---------- Provided entries

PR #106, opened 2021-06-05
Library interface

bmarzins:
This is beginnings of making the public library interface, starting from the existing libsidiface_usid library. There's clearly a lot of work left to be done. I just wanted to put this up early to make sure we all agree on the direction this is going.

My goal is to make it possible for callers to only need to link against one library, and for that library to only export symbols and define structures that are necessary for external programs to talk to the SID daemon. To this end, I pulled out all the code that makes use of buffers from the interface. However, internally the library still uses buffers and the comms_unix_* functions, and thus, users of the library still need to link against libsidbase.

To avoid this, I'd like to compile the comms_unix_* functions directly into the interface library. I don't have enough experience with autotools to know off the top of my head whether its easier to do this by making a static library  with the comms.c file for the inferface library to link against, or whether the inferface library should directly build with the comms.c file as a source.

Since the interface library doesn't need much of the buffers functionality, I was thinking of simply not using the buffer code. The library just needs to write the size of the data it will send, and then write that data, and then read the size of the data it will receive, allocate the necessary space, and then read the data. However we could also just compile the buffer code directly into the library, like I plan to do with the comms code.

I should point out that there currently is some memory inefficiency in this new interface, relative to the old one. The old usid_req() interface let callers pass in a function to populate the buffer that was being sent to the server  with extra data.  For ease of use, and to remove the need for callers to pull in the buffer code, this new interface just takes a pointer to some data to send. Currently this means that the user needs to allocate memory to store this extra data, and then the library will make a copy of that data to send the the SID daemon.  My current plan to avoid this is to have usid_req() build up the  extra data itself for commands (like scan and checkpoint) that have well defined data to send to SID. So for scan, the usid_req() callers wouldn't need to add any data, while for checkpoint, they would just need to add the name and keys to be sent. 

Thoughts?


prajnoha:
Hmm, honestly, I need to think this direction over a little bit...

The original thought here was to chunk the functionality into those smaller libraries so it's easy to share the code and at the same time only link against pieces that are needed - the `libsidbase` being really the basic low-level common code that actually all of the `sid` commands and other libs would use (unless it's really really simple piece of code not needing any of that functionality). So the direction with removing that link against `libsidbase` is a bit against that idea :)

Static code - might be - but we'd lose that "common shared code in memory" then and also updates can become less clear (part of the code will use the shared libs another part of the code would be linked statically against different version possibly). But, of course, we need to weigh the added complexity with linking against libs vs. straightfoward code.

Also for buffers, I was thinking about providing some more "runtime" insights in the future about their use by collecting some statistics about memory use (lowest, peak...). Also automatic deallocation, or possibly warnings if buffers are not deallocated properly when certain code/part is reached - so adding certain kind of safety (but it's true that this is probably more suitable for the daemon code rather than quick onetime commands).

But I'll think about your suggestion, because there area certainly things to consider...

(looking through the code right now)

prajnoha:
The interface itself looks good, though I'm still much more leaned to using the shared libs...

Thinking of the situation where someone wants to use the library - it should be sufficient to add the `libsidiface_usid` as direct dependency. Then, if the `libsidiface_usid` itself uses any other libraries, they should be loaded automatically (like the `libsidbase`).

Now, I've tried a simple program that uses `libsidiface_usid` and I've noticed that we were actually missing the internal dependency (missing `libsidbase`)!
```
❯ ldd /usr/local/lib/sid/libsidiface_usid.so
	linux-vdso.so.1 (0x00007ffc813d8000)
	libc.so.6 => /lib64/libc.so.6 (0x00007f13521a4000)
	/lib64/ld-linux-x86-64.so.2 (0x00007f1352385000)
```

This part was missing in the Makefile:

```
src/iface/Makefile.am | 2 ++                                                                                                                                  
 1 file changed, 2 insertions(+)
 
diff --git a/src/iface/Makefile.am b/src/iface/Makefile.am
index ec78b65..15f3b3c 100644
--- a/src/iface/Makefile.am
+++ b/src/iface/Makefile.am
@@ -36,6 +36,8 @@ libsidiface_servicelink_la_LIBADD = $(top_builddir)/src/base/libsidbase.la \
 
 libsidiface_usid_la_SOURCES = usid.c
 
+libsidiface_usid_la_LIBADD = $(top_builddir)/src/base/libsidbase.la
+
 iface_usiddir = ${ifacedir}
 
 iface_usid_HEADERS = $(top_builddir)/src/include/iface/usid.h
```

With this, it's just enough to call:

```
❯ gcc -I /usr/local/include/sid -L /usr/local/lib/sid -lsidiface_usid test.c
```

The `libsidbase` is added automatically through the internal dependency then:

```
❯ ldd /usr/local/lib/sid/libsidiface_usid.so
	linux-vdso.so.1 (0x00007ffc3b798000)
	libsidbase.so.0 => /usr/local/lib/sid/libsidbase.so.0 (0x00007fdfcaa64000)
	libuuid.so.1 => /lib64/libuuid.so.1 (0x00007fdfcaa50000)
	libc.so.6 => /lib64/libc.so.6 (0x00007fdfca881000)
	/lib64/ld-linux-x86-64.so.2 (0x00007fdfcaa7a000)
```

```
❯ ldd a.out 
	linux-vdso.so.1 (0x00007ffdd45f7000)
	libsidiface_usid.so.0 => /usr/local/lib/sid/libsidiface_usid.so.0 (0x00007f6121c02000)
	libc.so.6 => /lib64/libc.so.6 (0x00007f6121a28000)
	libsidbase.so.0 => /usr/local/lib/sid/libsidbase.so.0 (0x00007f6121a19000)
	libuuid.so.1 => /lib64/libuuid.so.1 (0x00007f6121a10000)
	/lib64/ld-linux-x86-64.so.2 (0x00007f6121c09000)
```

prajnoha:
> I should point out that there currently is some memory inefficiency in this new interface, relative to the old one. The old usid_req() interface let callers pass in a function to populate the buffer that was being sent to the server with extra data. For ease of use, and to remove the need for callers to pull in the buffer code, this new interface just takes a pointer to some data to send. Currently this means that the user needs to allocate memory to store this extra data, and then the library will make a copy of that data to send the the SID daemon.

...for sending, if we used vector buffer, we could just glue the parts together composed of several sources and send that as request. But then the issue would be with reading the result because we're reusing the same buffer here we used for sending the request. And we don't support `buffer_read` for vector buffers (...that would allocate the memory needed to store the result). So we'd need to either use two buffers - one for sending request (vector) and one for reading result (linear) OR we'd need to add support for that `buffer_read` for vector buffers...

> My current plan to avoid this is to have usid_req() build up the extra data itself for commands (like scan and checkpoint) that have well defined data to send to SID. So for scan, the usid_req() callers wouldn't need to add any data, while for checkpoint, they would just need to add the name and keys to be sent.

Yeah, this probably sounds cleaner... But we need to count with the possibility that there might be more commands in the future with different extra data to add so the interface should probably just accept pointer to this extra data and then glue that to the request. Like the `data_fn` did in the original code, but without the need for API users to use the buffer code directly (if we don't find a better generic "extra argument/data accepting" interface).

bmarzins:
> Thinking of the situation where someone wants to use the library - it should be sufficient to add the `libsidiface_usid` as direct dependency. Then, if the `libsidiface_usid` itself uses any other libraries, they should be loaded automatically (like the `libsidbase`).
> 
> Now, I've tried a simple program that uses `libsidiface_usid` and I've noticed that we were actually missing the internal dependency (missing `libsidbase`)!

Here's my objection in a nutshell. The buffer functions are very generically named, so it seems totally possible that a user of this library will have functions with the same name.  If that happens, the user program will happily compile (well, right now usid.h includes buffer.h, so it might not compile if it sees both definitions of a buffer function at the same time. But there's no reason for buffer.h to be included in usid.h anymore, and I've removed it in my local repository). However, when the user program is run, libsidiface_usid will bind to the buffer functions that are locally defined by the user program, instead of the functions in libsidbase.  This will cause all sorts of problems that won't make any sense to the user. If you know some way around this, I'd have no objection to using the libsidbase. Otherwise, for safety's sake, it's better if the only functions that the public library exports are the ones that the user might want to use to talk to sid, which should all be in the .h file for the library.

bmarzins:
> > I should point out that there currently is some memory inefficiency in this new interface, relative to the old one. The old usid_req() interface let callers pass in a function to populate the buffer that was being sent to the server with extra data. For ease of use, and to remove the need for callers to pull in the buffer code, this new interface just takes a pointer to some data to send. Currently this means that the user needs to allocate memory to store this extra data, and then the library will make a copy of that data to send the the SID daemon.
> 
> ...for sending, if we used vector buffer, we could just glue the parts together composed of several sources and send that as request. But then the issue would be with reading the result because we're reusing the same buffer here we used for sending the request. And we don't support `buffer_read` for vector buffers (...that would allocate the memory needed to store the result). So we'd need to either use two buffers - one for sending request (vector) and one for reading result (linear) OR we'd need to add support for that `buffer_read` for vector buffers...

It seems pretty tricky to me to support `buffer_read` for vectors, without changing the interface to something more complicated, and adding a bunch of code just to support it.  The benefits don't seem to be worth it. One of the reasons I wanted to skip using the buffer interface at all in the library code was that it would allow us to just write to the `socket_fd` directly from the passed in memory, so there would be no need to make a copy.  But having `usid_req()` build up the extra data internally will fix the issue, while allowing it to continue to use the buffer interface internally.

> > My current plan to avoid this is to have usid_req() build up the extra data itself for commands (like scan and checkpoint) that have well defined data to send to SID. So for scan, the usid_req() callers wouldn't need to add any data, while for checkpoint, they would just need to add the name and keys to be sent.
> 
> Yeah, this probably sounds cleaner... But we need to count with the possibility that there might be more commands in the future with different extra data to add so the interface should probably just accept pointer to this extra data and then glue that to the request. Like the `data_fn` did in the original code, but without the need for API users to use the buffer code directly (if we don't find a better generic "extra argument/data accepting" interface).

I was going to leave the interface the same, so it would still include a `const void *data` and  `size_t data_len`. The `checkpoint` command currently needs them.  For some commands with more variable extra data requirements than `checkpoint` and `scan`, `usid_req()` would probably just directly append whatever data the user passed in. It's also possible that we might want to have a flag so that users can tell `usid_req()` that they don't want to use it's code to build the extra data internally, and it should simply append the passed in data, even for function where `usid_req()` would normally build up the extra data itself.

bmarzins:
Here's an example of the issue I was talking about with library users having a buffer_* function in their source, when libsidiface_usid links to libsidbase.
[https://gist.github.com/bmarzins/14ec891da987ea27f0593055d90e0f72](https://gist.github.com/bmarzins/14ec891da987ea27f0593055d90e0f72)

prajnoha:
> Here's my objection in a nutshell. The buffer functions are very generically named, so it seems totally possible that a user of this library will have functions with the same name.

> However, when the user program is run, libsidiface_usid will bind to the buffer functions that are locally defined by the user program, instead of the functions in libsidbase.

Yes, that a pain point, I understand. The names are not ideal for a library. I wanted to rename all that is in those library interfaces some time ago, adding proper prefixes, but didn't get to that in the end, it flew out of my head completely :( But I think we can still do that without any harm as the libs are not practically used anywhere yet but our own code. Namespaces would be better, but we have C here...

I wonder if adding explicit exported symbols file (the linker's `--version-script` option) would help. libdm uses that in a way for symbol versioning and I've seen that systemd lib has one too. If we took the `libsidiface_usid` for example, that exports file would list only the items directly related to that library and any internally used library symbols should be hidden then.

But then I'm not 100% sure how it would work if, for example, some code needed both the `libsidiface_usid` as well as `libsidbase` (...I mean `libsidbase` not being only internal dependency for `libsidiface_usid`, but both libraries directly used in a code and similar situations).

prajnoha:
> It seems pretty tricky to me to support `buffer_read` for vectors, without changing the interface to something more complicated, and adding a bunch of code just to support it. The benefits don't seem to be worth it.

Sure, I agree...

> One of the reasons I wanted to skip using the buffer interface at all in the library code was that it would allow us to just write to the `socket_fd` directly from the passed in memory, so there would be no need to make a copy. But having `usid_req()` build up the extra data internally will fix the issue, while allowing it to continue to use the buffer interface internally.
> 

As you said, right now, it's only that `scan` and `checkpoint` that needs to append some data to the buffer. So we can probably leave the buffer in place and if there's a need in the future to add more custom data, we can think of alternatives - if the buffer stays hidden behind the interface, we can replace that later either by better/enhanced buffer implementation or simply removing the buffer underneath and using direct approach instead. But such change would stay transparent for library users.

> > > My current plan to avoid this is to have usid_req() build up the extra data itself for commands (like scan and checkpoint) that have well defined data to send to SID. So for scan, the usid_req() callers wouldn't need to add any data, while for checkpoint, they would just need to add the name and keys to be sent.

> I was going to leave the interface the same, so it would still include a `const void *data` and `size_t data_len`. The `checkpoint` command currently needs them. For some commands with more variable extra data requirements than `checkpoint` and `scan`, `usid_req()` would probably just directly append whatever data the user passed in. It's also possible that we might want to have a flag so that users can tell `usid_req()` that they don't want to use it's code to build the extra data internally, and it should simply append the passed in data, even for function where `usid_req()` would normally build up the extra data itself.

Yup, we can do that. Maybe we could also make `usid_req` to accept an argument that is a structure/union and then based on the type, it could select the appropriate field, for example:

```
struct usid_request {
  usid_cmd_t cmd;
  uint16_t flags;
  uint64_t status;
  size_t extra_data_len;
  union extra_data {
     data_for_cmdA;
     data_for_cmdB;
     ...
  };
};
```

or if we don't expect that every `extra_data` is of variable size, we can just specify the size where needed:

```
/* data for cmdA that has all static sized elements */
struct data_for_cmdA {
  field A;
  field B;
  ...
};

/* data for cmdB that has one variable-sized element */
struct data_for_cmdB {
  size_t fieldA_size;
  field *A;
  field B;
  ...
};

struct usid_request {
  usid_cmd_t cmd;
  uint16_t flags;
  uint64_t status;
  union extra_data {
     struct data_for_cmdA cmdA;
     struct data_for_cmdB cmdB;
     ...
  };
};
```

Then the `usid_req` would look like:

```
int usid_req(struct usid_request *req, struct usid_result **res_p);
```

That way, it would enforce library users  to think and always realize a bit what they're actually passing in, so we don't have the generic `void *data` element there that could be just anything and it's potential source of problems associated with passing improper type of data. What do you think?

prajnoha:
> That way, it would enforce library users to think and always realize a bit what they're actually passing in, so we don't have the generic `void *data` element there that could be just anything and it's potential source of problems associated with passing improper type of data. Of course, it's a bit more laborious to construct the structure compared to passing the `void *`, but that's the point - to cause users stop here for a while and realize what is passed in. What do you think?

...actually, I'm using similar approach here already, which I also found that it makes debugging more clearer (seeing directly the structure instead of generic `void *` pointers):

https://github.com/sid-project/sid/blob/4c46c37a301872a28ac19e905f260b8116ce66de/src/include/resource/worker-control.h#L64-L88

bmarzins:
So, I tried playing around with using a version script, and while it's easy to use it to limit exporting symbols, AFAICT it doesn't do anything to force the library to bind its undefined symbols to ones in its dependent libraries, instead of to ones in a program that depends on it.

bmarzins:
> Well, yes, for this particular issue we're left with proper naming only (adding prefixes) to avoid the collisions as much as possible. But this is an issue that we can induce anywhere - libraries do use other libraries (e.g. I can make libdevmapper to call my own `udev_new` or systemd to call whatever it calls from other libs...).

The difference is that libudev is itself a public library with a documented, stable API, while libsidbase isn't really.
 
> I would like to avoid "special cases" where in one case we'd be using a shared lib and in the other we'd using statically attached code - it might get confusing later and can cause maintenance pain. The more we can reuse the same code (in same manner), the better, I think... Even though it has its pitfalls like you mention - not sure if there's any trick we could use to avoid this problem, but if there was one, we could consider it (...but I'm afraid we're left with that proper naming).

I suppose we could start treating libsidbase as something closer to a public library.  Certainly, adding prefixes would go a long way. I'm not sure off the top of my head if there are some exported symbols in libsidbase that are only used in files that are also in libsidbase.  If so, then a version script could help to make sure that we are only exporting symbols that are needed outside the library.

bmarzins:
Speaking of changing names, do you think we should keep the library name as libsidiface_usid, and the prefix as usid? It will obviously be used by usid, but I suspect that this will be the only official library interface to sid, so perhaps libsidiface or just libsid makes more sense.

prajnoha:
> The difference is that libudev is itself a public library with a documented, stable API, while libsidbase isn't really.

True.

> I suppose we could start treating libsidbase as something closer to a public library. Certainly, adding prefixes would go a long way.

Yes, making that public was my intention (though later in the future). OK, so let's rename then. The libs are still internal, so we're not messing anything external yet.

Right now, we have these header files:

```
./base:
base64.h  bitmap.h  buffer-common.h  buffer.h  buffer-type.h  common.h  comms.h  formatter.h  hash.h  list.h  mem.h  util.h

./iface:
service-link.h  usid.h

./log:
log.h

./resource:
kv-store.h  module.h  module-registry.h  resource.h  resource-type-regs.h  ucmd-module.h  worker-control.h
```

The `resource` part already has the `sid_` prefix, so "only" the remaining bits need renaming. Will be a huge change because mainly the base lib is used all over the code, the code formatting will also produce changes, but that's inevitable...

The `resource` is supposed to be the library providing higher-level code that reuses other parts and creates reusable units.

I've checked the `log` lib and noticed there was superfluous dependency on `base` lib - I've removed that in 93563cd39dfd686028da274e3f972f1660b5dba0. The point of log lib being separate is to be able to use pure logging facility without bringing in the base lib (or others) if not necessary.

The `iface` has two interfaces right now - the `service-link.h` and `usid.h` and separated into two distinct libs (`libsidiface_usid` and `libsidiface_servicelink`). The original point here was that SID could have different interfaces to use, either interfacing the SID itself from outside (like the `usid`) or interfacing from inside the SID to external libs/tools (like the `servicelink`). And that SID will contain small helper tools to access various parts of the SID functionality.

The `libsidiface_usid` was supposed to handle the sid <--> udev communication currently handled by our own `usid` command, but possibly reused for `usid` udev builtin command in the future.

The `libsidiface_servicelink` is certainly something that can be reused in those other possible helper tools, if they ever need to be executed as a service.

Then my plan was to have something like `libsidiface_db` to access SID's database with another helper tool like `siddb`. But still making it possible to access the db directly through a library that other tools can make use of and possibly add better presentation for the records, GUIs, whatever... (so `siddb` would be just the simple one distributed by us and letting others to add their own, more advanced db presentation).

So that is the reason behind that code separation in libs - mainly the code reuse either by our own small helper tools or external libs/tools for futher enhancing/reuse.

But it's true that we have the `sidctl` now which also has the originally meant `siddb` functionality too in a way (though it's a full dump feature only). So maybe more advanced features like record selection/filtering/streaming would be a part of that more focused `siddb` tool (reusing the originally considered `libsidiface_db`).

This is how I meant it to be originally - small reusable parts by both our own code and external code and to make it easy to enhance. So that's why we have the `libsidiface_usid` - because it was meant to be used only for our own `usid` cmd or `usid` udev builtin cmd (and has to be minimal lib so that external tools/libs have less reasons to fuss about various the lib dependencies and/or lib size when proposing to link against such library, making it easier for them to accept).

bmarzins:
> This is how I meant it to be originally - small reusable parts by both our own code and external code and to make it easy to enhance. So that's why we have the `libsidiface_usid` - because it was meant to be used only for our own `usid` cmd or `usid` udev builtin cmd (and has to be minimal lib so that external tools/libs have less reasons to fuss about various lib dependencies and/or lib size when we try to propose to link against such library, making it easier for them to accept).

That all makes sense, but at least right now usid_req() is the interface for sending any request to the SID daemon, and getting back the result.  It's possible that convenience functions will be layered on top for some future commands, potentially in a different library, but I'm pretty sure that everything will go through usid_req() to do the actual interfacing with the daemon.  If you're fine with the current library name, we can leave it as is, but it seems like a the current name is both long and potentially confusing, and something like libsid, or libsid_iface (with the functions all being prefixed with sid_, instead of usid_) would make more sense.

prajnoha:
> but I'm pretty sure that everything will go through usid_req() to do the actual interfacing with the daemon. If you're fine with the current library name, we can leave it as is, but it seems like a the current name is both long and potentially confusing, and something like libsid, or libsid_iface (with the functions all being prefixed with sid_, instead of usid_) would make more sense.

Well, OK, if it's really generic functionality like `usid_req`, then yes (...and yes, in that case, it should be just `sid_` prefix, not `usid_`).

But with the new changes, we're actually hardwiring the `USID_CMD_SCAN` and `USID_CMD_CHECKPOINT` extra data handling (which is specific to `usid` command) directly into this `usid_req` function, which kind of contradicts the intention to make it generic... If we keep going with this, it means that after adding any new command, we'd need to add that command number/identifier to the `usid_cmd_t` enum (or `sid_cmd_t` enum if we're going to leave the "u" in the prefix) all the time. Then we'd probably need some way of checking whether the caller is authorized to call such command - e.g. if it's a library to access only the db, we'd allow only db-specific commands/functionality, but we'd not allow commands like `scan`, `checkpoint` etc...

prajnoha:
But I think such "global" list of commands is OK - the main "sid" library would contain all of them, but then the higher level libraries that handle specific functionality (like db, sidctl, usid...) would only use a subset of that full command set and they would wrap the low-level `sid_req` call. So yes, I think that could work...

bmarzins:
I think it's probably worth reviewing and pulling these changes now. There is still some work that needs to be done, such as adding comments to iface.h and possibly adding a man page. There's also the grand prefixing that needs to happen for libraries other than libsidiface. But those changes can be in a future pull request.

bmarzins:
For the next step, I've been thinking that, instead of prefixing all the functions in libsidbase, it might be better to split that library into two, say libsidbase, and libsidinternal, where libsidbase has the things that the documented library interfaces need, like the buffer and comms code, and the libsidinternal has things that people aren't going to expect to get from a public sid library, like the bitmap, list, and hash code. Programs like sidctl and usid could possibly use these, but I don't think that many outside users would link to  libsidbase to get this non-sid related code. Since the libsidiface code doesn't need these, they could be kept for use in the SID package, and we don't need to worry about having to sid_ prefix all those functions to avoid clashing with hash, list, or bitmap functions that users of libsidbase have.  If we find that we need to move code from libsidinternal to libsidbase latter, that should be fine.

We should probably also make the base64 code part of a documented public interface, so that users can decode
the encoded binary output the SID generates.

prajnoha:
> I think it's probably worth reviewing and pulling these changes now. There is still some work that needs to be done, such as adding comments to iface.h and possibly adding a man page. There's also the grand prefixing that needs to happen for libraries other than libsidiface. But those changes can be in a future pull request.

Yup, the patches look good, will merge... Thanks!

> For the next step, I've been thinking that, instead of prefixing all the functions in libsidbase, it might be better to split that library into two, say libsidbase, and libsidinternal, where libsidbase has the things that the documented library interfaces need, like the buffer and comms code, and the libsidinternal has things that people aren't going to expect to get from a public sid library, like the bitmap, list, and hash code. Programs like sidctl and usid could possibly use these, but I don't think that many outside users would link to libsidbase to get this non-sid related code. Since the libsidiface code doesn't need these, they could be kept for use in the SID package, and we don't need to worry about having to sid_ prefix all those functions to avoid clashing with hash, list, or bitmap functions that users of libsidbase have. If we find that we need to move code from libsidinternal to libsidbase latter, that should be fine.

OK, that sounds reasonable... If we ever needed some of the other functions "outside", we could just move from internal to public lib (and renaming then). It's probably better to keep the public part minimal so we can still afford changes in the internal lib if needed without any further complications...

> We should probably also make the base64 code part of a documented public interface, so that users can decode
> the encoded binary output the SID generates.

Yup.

--------------------

**Work request:** Output each line of the records above exactly, beginning at the first, and stop once the line containing "To avoid this, I'd" has been output.

**Task answer:**
PR #106, opened 2021-06-05
Library interface

bmarzins:
This is beginnings of making the public library interface, starting from the existing libsidiface_usid library. There's clearly a lot of work left to be done. I just wanted to put this up early to make sure we all agree on the direction this is going.

My goal is to make it possible for callers to only need to link against one library, and for that library to only export symbols and define structures that are necessary for external programs to talk to the SID daemon. To this end, I pulled out all the code that makes use of buffers from the interface. However, internally the library still uses buffers and the comms_unix_* functions, and thus, users of the library still need to link against libsidbase.

To avoid this, I'd like to compile the comms_unix_* functions directly into the interface library. I don't have enough experience with autotools to know off the top of my head whether its easier to do this by making a static library  with the comms.c file for the inferface library to link against, or whether the inferface library should directly build with the comms.c file as a source.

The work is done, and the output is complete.